Não foi capaz de ler todo o livro na parte da tarde. Os deveres da escola para serem feitos em casa, mais o tempo ajudando o pai na horta do quintal, impediram que ele terminasse a leitura das aventuras do Tarzan. Mesmo assim, leu mais da metade. Não conseguia largar o livro, fascinado com as aventuras do garoto criado por chimpanzés no meio da floresta africana. Em muitas passagens, identificou-se com o Tarzan garoto, imaginando-se pulando nos galhos das mangueiras na chácara do tio Geraldo. Kala, a macaca que substituiu a mãe, Bolgani, o gorila que matou o pai do boy, os selvagens canibais da tribo de Mbongo, a convivência com Tantor, o elefante, as lutas constantes com Numa, o leão ou com Sheeta, a pantera, todos os personagens e animais desfilaram nos seus devaneios da tarde e nos sonhos daquela noite.

No dia seguinte pegou firme e terminou a leitura. No terceiro dia, volta com o livro, entregando-o à moça da biblioteca.

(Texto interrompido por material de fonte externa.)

PR #80, opened 2016-03-09
Add tvOS and OS X example targets to run tests

chillpop:
@vokal/ios-developers, @seanwolter, @designatednerd, code review?

This is almost entirely new target files and the results of running `pod install`.  There are relevant changes to the travis file at the top of the diff.

PR #92, opened 2016-09-26
Allow setting an explicit database URL

chillpop:
Before this change, the persistent store was automatically created in the app's Library folder.  This change allows users to explicitly set the file URL where the persistent store is created.  To allow for sharing a persistent store between an app and an extension, the persistent store should be in the app group's shared container.

@brockboland, @vokal-isaac, @bryanluby, @designatednerd code review?

NOTE: this is a pull request against the `swift2` branch.  I'd request that a release be made from that branch before merging back into `master`.


SampleProject/VOKCoreDataManagerTests/DatabaseURLTests.m
```diff
@@ -0,0 +1,74 @@
...
+    [super setUp];
+    
+    [[VOKCoreDataManager sharedInstance] resetCoreData];
+}
+
++ (void)tearDown
+{
+    [super tearDown];
+    
+    [[VOKCoreDataManager sharedInstance] resetCoreData];
```
brockboland: `[super teardown]` should be called after this test's teardown logic

brockboland:
@bryanluby @vokal-isaac either of you want to take a look before this is merged?

SampleProject/VOKCoreDataManagerTests/DatabaseURLTests.m
```diff
@@ -0,0 +1,74 @@
...
+}
+
+- (void)testInMemoryDatabaseURL
+{
+    //with an in-memory store, the persistentStoreFileURL should be nil
+    [[VOKCoreDataManager sharedInstance] setResource:@"VOKCoreDataModel" database:nil];
+    
+    XCTAssertNil([VOKCoreDataManager sharedInstance].persistentStoreFileURL);
+}
+
```
designatednerd: worth throwing in a test here where it creates the store in the test bundle to make sure that creating a store in a passed-in bundle works?

chillpop:
The Travis failure is on the Swift subspec and appears to have been happening since https://github.com/vokal/Vokoder/commit/8fd31ae81155a1cb9ab1aa09a320c54557f1bf39
Any thoughts @brockboland?

brockboland:
I'm not entirely sure what I did wrong here. I had updated the sample project to use CocoaPods 1.x while running Xcode 8, and thought I had the syntax right—it works in Xcode 8, anyway—but maybe not.

I switched back to 7 and fiddled with this a bit, and found things worked again after I used `pod init` to see what CocoaPods thought the structure of the Podfile should be. This is only a minor tweak from what it was, but it fixes the problems with the testing target. Could you try using this Podfile and see if things work locally for you?

```ruby
target 'SwiftyVokoder' do
  use_frameworks!

  pod 'Vokoder/Swift', :path => '../'
  pod 'xUnique', :git => 'https://github.com/vokal/xUnique.git', :commit => '43d39de'

  target 'SwiftyVokoderTests' do
    inherit! :search_paths
  end
end
```

chillpop:
I was able to get the Swift example to build locally after re-running `pod install` locally.  I can make a commit that has all of the sample projects updated with `pod install` but the diff may be huge.

There seems to be another issue with `pod lib lint` in the `after_script` step: it is failing trying to validate the MapperMacros subspec (because it's just a header file).  This is failing on Travis but not failing the build.

brockboland:
For the `swift2` branch, that's fine by me. The core changes made here will need to be manually cherry-picked into a new PR for master, but I don't foresee many additional feature additions or bug fixes happening to this branch, so maintaining parity between `master` and `swift2` shouldn't become an issue.

@bryanluby @vokal-isaac any thoughts on this?

brockboland:
Oh, as for `pod lib lint`: I wonder if that's due to the version of cocoapods that's running on Travis. `swift2` was branched from a commit before the Gemfile was added, and the [Travis docs](https://docs.travis-ci.com/user/osx-ci-environment/#Gems-in-the-global-gem-set) don't specify what version is installed. According to [CocoaPod docs](https://guides.cocoapods.org/making/using-pod-lib-create.html#deploying-your-library) (emphasis mine):

> The difference between them is that **`pod lib lint` does not access the network**, whereas `pod spec lint` checks the external repo and associated tag.

I would assume, then, that running `pod lib lint` would fail if Travis is still running 0.39. Is it passing locally?

chillpop:
No, `pod lib lint` fails locally too.  Because it doesn't fail the build, I'm guessing it's been failing since we added that subspec but we never noticed.

chillpop:
...or since we added `pod lib lint` to the travis file: https://github.com/vokal/Vokoder/pull/80

chillpop:
I hate Travis

brockboland:
It works locally?

chillpop:
Not working locally.  Trying to nuke the pods and reinstall.

chillpop:
I think I've got it.  The nested target pod framework naming scheme changed between 0.39 and 1.0 but the old framework was still referenced in the project file.

chillpop:
GREEEEEEEEEEEEEEEN!

PR #95, opened 2016-10-04
Mark VOKMigrationFailureOptionWipeRecoveryAndAlert deprecated

brockboland:
@chillpop @vokal/ios-developers cool?


brockboland:
Note that this is against the `swift2` branch

PR #101, opened 2016-10-13
Allow unshared instances of the manager

vokal-isaac:
In order to allow multiple instances of `VOKCoreDataManager` to coexist:
- any instance methods on `VOKCoreDataManager` should use `self` instead of the shared instance
- any class methods that require an instance of `VOKCoreDataManager` should be converted to instance methods (***breaking change***)
- `VOKCoreDataManager` should not use any methods from `NSManagedObject+VOKManagedObjectAdditions` that require a manager instance

The methods in `NSManagedObject+VOKManagedObjectAdditions` that require a manager instance are now all convenience wrappers that call instance methods on the shared manager.  This means that having multiple manager instances means using the manager methods directly rather than the convenience category methods on the managed objects.

@vokal/ios-developers @chillpop Code review please?

### DIFF
--- a/Pod/Classes/NSManagedObject+VOKManagedObjectAdditions.m
+++ b/Pod/Classes/NSManagedObject+VOKManagedObjectAdditions.m
@@ -34,48 +34,7 @@
 
 + (NSString *)vok_entityName
 {
-    static char AssociatedObjectKey;  // The key for the runtime-association.
-    
-    // Get the associated value.
-    NSString *vok_entityName = objc_getAssociatedObject(self, &AssociatedObjectKey);
-    
-    // If we didn't find an associated entity name, determine the entity name.
-    if (!vok_entityName) {
-        // If we already have an entityName class method (e.g., MOGenerator-generated subclasses), use it.
-        // (Note that we have to cast self (a Class) to id to use NSObject's dynamic-selector methods, even though they work.)
-        if ([(id)self respondsToSelector:@selector(entityName)]) {
-            vok_entityName = [(id)self performSelector:@selector(entityName)];
-        }
-        if (!vok_entityName) {
-            // On OS X, NSObject has a private class method called entityName but it may return nil.
-            // https://github.com/rentzsch/mogenerator/issues/196
-            
-            // Since we don't have an entityName class method (or it didn't return a result),
-            // look up the entity name in the managed object model.
-            NSManagedObjectModel *model = [[VOKCoreDataManager sharedInstance] managedObjectModel];
-            
-            // Start with the class we are...
-            Class workingClass = self;
-            do {
-                NSString *workingClassName = NSStringFromClass(workingClass);
-                // ... check for a matching entity in the model...
-                for (NSEntityDescription *description in model.entities) {
-                    if ([workingClassName isEqualToString:description.managedObjectClassName]) {
-                        vok_entityName = description.name;
-                        break;
-                    }
-                }
-                // ... and walk up the superclass chain...
-                workingClass = [workingClass superclass];
-                // ... until we get Nil or find a matching entity (as long as we have a superclass to test and haven't found the entity name).
-            } while (workingClass && !vok_entityName);
-        }
-        NSAssert(vok_entityName, @"no entity found that uses %@ as its class", NSStringFromClass(self));
-        // Save the determined entity name as an associated value.
-        objc_setAssociatedObject(self, &AssociatedObjectKey, vok_entityName, OBJC_ASSOCIATION_RETAIN_NONATOMIC);
-    }
-    
-    return vok_entityName;
+    return [[VOKCoreDataManager sharedInstance] entityNameForClass:self];
 }
 
 #pragma mark - Create Objects
--- a/Pod/Classes/NSManagedObject+VOKManagedObjectAdditions.m
+++ b/Pod/Classes/NSManagedObject+VOKManagedObjectAdditions.m
@@ -7,8 +7,6 @@
 
 #import "NSManagedObject+VOKManagedObjectAdditions.h"
 
-#import <objc/runtime.h>
-
 #import "VOKCoreDataManager.h"
 
 @implementation NSManagedObject (VOKManagedObjectAdditions)
--- a/Pod/Classes/NSManagedObject+VOKManagedObjectAdditions.m
+++ b/Pod/Classes/NSManagedObject+VOKManagedObjectAdditions.m
@@ -113,19 +113,20 @@
 
 + (void)vok_addWithArrayInBackground:(NSArray *)inputArray completion:(VOKManagedObjectsReturnBlock)completion
 {
-    [VOKCoreDataManager importArrayInBackground:inputArray
-                                       forClass:[self class]
-                                     completion:^(NSArray *arrayOfManagedObjectIDs) {
-                                         if (completion) {
-                                             // if there is no completion block there's no need to collect the new/updated objects
-                                             NSMutableArray *returnArray = [NSMutableArray arrayWithCapacity:arrayOfManagedObjectIDs.count];
-                                             NSManagedObjectContext *moc = [[VOKCoreDataManager sharedInstance] managedObjectContext];
-                                             for (NSManagedObjectID *objectID in arrayOfManagedObjectIDs) {
-                                                 [returnArray addObject:[moc objectWithID:objectID]];
-                                             }
-                                             completion([returnArray copy]);
-                                         }
-                                     }];
+    VOKCoreDataManager *coreDataManager = VOKCoreDataManager.sharedInstance;
+    [coreDataManager importArrayInBackground:inputArray
+                                    forClass:[self class]
+                                  completion:^(NSArray *arrayOfManagedObjectIDs) {
+                                      if (completion) {
+                                          // if there is no completion block there's no need to collect the new/updated objects
+                                          NSMutableArray *returnArray = [NSMutableArray arrayWithCapacity:arrayOfManagedObjectIDs.count];
+                                          NSManagedObjectContext *moc = [coreDataManager managedObjectContext];
+                                          for (NSManagedObjectID *objectID in arrayOfManagedObjectIDs) {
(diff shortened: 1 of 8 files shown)


chillpop:
Is the idea to allow multiple instances in addition to the sharedInstance, or deprecate the sharedInstance entirely?

vokal-isaac:
In addition to `sharedInstance`.  I think the vast majority of the time, `sharedInstance` is the way to go.  I just happen to be looking at a particular use case on macOS where the data for a document is represented with an in-memory Core Data store and multiple documents can be open at once.  I think having a manager per document is cleaner than designing the Core Data models to allow multiple documents' models to coexist in a single store.

Pod/Classes/NSManagedObject+VOKManagedObjectAdditions.m
```diff
@@ -113,19 +72,20 @@ + (instancetype)vok_addWithDictionary:(NSDictionary *)inputDict forManagedObject
...
-                                             NSMutableArray *returnArray = [NSMutableArray arrayWithCapacity:arrayOfManagedObjectIDs.count];
-                                             NSManagedObjectContext *moc = [[VOKCoreDataManager sharedInstance] managedObjectContext];
-                                             for (NSManagedObjectID *objectID in arrayOfManagedObjectIDs) {
-                                                 [returnArray addObject:[moc objectWithID:objectID]];
-                                             }
-                                             completion([returnArray copy]);
-                                         }
-                                     }];
+    VOKCoreDataManager *coreDataManager = VOKCoreDataManager.sharedInstance;
+    [coreDataManager importArrayInBackground:inputArray
```
chillpop: What's the plan for using this and other convenience methods with a non-shared VOKCoreDataManager?  You can't?

Pod/Classes/Optional Data Sources/VOKFetchedResultsDataSource.h
```diff
@@ -224,6 +224,33 @@ NS_ASSUME_NONNULL_BEGIN
...
+ @param delegate           Delegate to notify of object selection/deselection and whether the fetch has results
+ 
+ @return New data source
+ */
+- (instancetype)initWithCoreDataManager:(VOKCoreDataManager *)coreDataManager
+                              predicate:(NSPredicate *)predicate
+                              cacheName:(NSString *)cacheName
+                              tableView:(UITableView *)tableView
+                     sectionNameKeyPath:(NSString *)sectionNameKeyPath
+                        sortDescriptors:(NSArray *)sortDescriptors
```
chillpop: I believe all the parameters from here and above should be marked `nullable`.
Also: this one should be `VOKArrayOfSortDescriptors` to get a typed array

Pod/Classes/Optional Data Sources/VOKFetchedResultsDataSource.h
```diff
@@ -224,6 +224,33 @@ NS_ASSUME_NONNULL_BEGIN
...
+                     managedObjectClass:(Class)managedObjectClass
+                              batchSize:(NSInteger)batchSize
+                             fetchLimit:(NSInteger)fetchLimit
+                               delegate:(id <VOKFetchedResultsDataSourceDelegate>)delegate;
```
chillpop: nullable here too

Pod/Classes/VOKCoreDataManager.m
```diff
@@ -97,7 +99,7 @@ - (void)setResource:(nullable NSString *)resource
     }
     
     // Touch the managed object context to ensure it's been created
-    [[VOKCoreDataManager sharedInstance] managedObjectContext];
+    [self managedObjectContext];
```
chillpop: `self.managedObjectContext`?

Pod/Classes/NSManagedObject+VOKManagedObjectAdditions.m
vokal-isaac: Right.  Basically, the convenience methods in `NSManagedObject+VOKManagedObjectAdditions` are (now that `vok_entityName` has been rewritten) just wrappers around methods on the manager, so if one needs a manager-specific call, passing the manager in as an argument to a method on the managed object seemed uglier than calling the method on the manager with the managed object as an argument.

There probably should be an explicit note to the effect of "things in `NSManagedObject+VOKManagedObjectAdditions` use `VOKCoreDataManager.sharedInstance`."

Pod/Classes/Optional Data Sources/VOKFetchedResultsDataSource.h
vokal-isaac: Whoops.  I really wish Xcode's autocomplete on the `.m` side would carry over the nullability annotations, etc., from the `.h` side.  (This was copied back from the `.m`, hence missing all that stuff.)

Pod/Classes/VOKCoreDataManager.m
chillpop: Enh, keep it as is.  I wasn't paying attention to the context of the call.

Pod/Classes/NSManagedObject+VOKManagedObjectAdditions.m
chillpop: Sound good.

Pod/Classes/NSManagedObject+VOKManagedObjectAdditions.m
```diff
@@ -34,48 +34,7 @@ - (NSDictionary *)vok_dictionaryRepresentationRespectingKeyPaths
...
-                // ... until we get Nil or find a matching entity (as long as we have a superclass to test and haven't found the entity name).
-            } while (workingClass && !vok_entityName);
-        }
-        NSAssert(vok_entityName, @"no entity found that uses %@ as its class", NSStringFromClass(self));
-        // Save the determined entity name as an associated value.
-        objc_setAssociatedObject(self, &AssociatedObjectKey, vok_entityName, OBJC_ASSOCIATION_RETAIN_NONATOMIC);
-    }
-    
-    return vok_entityName;
+    return [[VOKCoreDataManager sharedInstance] entityNameForClass:self];
```
vokal-isaac: My inclination was to leave it in place in the same spirit as the rest of the methods in the category—they're fine if you're only using `sharedInstance` and they're totally wrong/broken if you're not.

brockboland: That expectation should be prominently documented in the header for this category.

Pod/Classes/Optional Data Sources/VOKFetchedResultsDataSource.m
```diff
@@ -59,6 +63,28 @@ - (instancetype)initWithPredicate:(NSPredicate *)predicate
                   sortDescriptors:(NSArray *)sortDescriptors
                managedObjectClass:(Class)managedObjectClass
                         batchSize:(NSInteger)batchSize
+                       fetchLimit:(NSInteger)fetchLimit
+                         delegate:(id <VOKFetchedResultsDataSourceDelegate>)delegate
+{
+    return [self initWithCoreDataManager:VOKCoreDataManager.sharedInstance
```
brockboland: I would pass `nil` here to let the designated initializer handle it

Pod/Classes/VOKCoreDataManager.h
```diff
@@ -302,7 +309,7 @@ typedef void(^VOKObjectIDsReturnBlock)(VOKArrayOfManagedObjectIDs *managedObject
  @param objectClass     Specifies the class to instantiate or fetch when importing data.
  @param completion      Fired on the main queue once the changes have been merged. It brings an NSArray of permanent NSManagedObjectIDs matching the objects deserialized from the import array.
  */
-+ (void)importArrayInBackground:(VOKArrayOfObjectDictionaries *)inputArray
+- (void)importArrayInBackground:(VOKArrayOfObjectDictionaries *)inputArray
```
brockboland: I can't find it now, but I thought there was a compiler macro to indicate that some method has been replaced with another one, so that Xcode can suggest the appropriate correction. I can't find it now, but if that rings any bells, it might be helpful to include it here.

brockboland: …here and for `writeToTemporaryContext` above, that is.

Pod/Classes/VOKCoreDataManager.m
```diff
@@ -8,6 +8,8 @@
 #import "VOKCoreDataManager.h"
 #import "VOKCoreDataManagerInternalMacros.h"
 
+#import <objc/runtime.h>
```
brockboland: Looks like this import can be removed from `NSManagedObject+VOKManagedObjectAdditions.m`. I can't comment on the line over there because it's not part of the diff.

Pod/Classes/VOKCoreDataManager.m
```diff
@@ -631,36 +682,38 @@ - (void)saveAndMergeWithMainContextAndWait:(NSManagedObjectContext *)context;
 
 #pragma mark - Background Importing
 
-+ (void)writeToTemporaryContext:(VOKWriteBlock)writeBlock
+- (void)writeToTemporaryContext:(VOKWriteBlock)writeBlock
```
brockboland: Same thing in a couple places here, regarding that compiler macro for replaced methods (if we find it)

Pod/Classes/VOKCoreDataManager.h
vokal-isaac: If I left the old methods in place, they could be tagged with the deprecation macro with a message pointing to the new methods.

I'd say maybe we add the instance methods to 3.x and mark the class methods as deprecated there, with the note that they'll be removed in 4.x?

brockboland: We discussed this in person, but: nah, I'd rather just move forward with the changes in 4.x and leave 3.x where it is.

brockboland:
@chillpop @bryanluby any other feedback on this one?

chillpop:
still LGTM

bryanluby:
LGTM

PR #4, opened 2015-03-19
implement MessageHeader

maqi:


src/types.rs
```diff
@@ -1,24 +1,29 @@
...
-    bound by the terms of the MaidSafe Contributor Agreement, version 1.0, found in the root
-    directory of this project at LICENSE, COPYING and CONTRIBUTOR respectively and also
-    available at: http://www.maidsafe.net/licenses
-    Unless required by applicable law or agreed to in writing, the MaidSafe Software distributed
-    under the GPL Licence is distributed on an "AS IS" BASIS, WITHOUT WARRANTIES OR CONDITIONS
-    OF ANY KIND, either express or implied.
-    See the Licences for the specific language governing permissions and limitations relating to
-    use of the MaidSafe
-    Software.                                                                 */
+// Copyright 2014 MaidSafe.net limited
```
dirvine: 2015

src/types.rs
```diff
@@ -26,4 +31,133 @@ pub enum Authority {
...
+    match *self {
+      Authority::ClientManager => authority = "ClientManager",
+      Authority::NaeManager => authority = "NaeManager",
+      Authority::NodeManager => authority = "NodeManager",
+      Authority::ManagedNode => authority = "ManagedNode",
+      Authority::ManagedClient => authority = "ManagedClient",
+      Authority::Client => authority = "Client",
+      Authority::Unknown => authority = "Unknown",
+    }
+    CborTagEncode { tag : 5483_000 , data : &authority }.encode(e)
```
dirvine: I think this tag needs to be unique across all libs. We need to sort out a scheme for our own libs, but this number is used in types. Perhaps routing should use 5483_1XXX or similar

src/types.rs
```diff
@@ -26,4 +31,133 @@ pub enum Authority {
...
+
+  pub fn generate_address() -> Vec<u8> {
+    let mut address: Vec<u8> = vec![];
+    for _ in (0..64) {
+      address.push(rand::random::<u8>());
+    }
+    address
+  }
+
+  fn test_object<T>(obj_before : T) where T: for<'a> Encodable + Decodable + Eq {
```
dirvine: Nice one Qi

src/types.rs
maqi: agreed. we shall come up with a pattern for this tag.
say : 5483_ for madsafe, then 3 digits, the first for library (0 for types, 1 for routing, 2 for vault, etc.), last two for the number of parameters capsulated (or shall be for each datatype ?)

PR #7, opened 2015-03-23
implement Sentinel::Add

maqi:


src/types.rs
```diff
@@ -14,12 +14,31 @@
...
 
 #![allow(unused_assignments)]
+extern crate sodiumoxide;
+
+use sodiumoxide::crypto;
 
 use cbor::CborTagEncode;
 use rustc_serialize::{Decodable, Decoder, Encodable, Encoder};
 
+pub fn vector_as_u8_64_array(vector: Vec<u8>) -> [u8;64] {
```
dirvine: I think here Qi you can do Array.iter().collect() to go from array to vector.

maqi: I see this kind of function widely used in maidsafe_types,
so thought it is a policy to use so.
does it mean in maidsafe_types will change to use Array.iter().collect() ?

dirvine: Yes I think it should as it's simpler and the compiler does not need to bounds check, so its also more efficient.

PR #16, opened 2015-03-26
Re-enabled inital TCP connection test

Fraser999:
WIP - test passes, but doesn't actually send/recv data.


src/tcp_connections.rs
```diff
@@ -159,37 +158,37 @@ where T: Send + Decodable + 'static {
...
+
+        let (i, mut o) = connect_tcp(SocketAddr::from_str("127.0.0.1:5483").unwrap()).unwrap();
+        for x in 0u64 .. 10u64 {
+            o.send(&x).ok();
+        }
+        o.close();
+        // Print everything that we get back.
+        for a in i.into_blocking_iter() {
+            let (x, fx): (u64, u64) = a;
+            println!("{} -> {}", x, fx);
```
dirvine: if you want to see this output then ```cargo test -nocapture``` should do it.

Fraser999: I had to do `cargo test -- --nocapture`.

PR #18, opened 2015-03-27
Fixed test and bug.

Fraser999:


src/tcp_connections.rs
```diff
@@ -133,19 +138,21 @@ where T: Send + Decodable + 'static {
...
     spawn(move || {
         let mut buffer = BufReader::new(stream);
-        loop {
-            let mut dec = Decoder::from_reader(&mut buffer);
-            match dec.decode().next().unwrap() {
-                Ok(a) => {
-                    // Try to send, and if we can't, then the channel is closed.
-                    if in_snd.send(a).is_err() {
+        {
+            let mut decoder = Decoder::from_reader(&mut buffer);
```
dirvine: Nice one, good catch

Fraser999: Took me long enough!

PR #20, opened 2015-03-28
define and expose some routing types for Vault::DataManager

maqi:


src/bootstrap.rs
```diff
@@ -34,7 +34,7 @@ type BootStrapContacts = Vec<Contact>;
 static MAX_LIST_SIZE: usize = 1500;
 
 fn array_to_vec(arr: &[u8]) -> Vec<u8> {
-  let mut vector: Vec<u8> = Vec::new();
+  let vector: Vec<u8> = Vec::new();
```
dirvine: I think 
 let vector = Vec::new();
Is OK here as the type is inferred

— Pronto! Trouxe o Tarzan de volta. — Orgulhoso, satisfeito. Os olhos brilhantes. Ela pensou que eu ia demorar. Agora, vai pensar que não li o livro todo.

— Você leu o livro inteirinho? — Ela pergunta, eco do pensamento do garoto.

— Claro! Pode perguntar o que quiser, que respondo.

— Não, não é necessário. Acredito em você, garoto.

— Tem mais livros de Tarzan aí na biblioteca?

— Não, só tem esse. — Ele já adivinhara. Mesmo assim, ficou tristonho.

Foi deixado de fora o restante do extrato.